Crawford glass legs.


----------



## errsta (May 16, 2013)

Incredible fight. Crawford has so much dog in him...

Damn shame fighters in this stage of their careers don't get matched up like this more often.

What a fucking round this 9th.


----------



## MAG1965 (Jun 4, 2013)

well undefeated guys are showing us a great fight.


----------



## Rooster (Jul 14, 2013)

Done.


----------



## ChicoTheBoy (Jun 5, 2013)

Fuck man  Props to Crawford.


----------



## Mexi-Box (Jun 4, 2013)

10-9: Gamboa
10-9: Gamboa
10-9: Gamboa
10-9: Gamboa
8-10: Crawford
10-9: Gamboa
9-10: Crawford
8-10: Crawford

Gamboa throwing a hook and getting hit by a good hook by Crawford. Crawford getting hit by a Gamboa hook. Crawford coming forwards with a series of hooks. Gamboa hurt, oh shit, Crafword is hurt now. Gamboa stalking but he fails to catch Crawford. Initiate a clinch. Gmaboa coming forward but getting tied up. Gamboa getting pushed to the ropes. Gamboa gets countered. Gamboa coming fowards. Gamboa coming fowards with his lazy jab lands a good straight. Crawford backing up and trying to counter Gamboa. Gamboa hits Crawford up top. Gamboa getting rocked by a Crawford right. Gamboa hurt once again. Gamboa is down again! 

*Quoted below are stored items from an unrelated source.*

PR #2284, opened 2021-01-13
fix find_min_global finding wrong answers

### LINKED ISSUE #2283: find_min_global does not behave as expected when inital_function_evaluations are passed
## Expected Behavior

For this code,

```cpp
#include <dlib/global_optimization.h>
#include <cmath>
#include <vector>
#include <utility>

/// has a known min at 31/20 = 1.55
double f(double v) {
  return std::pow(v,2) - 3.1*v + 10.1;
}

void print_solution(std::string_view const& name, dlib::function_evaluation const& result) {
  std::cout << name << " (" << *result.x.begin() << ", " << result.y << ')' << std::endl;
}

void run_search(std::string_view name, std::vector<dlib::function_evaluation> const& evaluations) {
  auto result = dlib::find_min_global(f, -10.0, 10.0,
      dlib::max_function_calls(1000),
      std::chrono::seconds(3),
      1.0,
      evaluations
      );
    print_solution(name, result);
}

int main()
{
  const auto min = -10.0;
  const auto max = 10.0;
  const auto count = 20;
  std::vector<dlib::function_evaluation> evaluations;
  for (auto i = min; i < max; i += ((max-min)/count)) {
    evaluations.emplace_back(dlib::matrix<double,0,1>{i}, f(i));
  }

  auto best_inital = std::min_element(std::begin(evaluations), std::end(evaluations), []
      (dlib::function_evaluation const& lhs, dlib::function_evaluation const& rhs) {
        return lhs.y < rhs.y;
      });
  print_solution("initial", *best_inital);

  run_search("with_eval", evaluations);
  run_search("wo_eval", {});
  
  return 0;
}
```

Gmaboa trying to trade he's badly hurt htough. Gamboa down again... And it's over. Win by Terrance Crawford.


----------



## Divi253 (Jun 4, 2013)

shit! its over


----------



## Juiceboxbiotch (May 16, 2013)

P4P performance. This kid is a star.


----------



## The Undefeated Gaul (Jun 4, 2013)

No glory in a win like that, honestly.


----------



## SimplyTuck (Jun 4, 2013)

Great fight.


----------



## ~Cellzki~ (Jun 3, 2013)

Crawford a G!!!!!


----------



## Hands of Iron (Jun 27, 2012)

Fucking INCREDIBLE!!!


----------



## TSOL (Dec 15, 2013)

crawford KO. Gamboa could've done better man. Too much of a hot head


----------



## Sweethome_Bama (Jul 29, 2012)

Crawford hurt
Gamboa hurt
GAMBOA down
Crawford FINISHED IT!!!!!!!!!!!!!!!
Crawford KO Gamboa


----------



## Rooster (Jul 14, 2013)

Another FOTY contender. This summer is amazing.


----------



## Nyanners :sad5 (Jun 8, 2012)

The Undefeated Gaul said:


> No glory in a win like that, honestly.


:huh


----------



## Ashikaga (Jun 5, 2013)

Gamboa is a fucking joke.

Crawford looked like shit against Burns.

Bumfiesta.


----------



## MAG1965 (Jun 4, 2013)

Juiceboxbiotch said:


> P4P performance. This kid is a star.


I wouldnt go that far. People always overrate things like this. A good win.


----------



## Sister Sledge (Oct 22, 2012)

Great, great fight. Crawford did his thing. Big ups to Gamboa for putting up such a good fight. He needs to go down to 130, though.


----------



## SouthPaw (May 24, 2013)

Gamboa deserves a huge amount of respect for the way he fought, but his chin failed him. Great finish from Bud.


----------



## errsta (May 16, 2013)

What a fucking fight.

Props to both guys for putting their 0 on the line BEFORE they cashed in on it.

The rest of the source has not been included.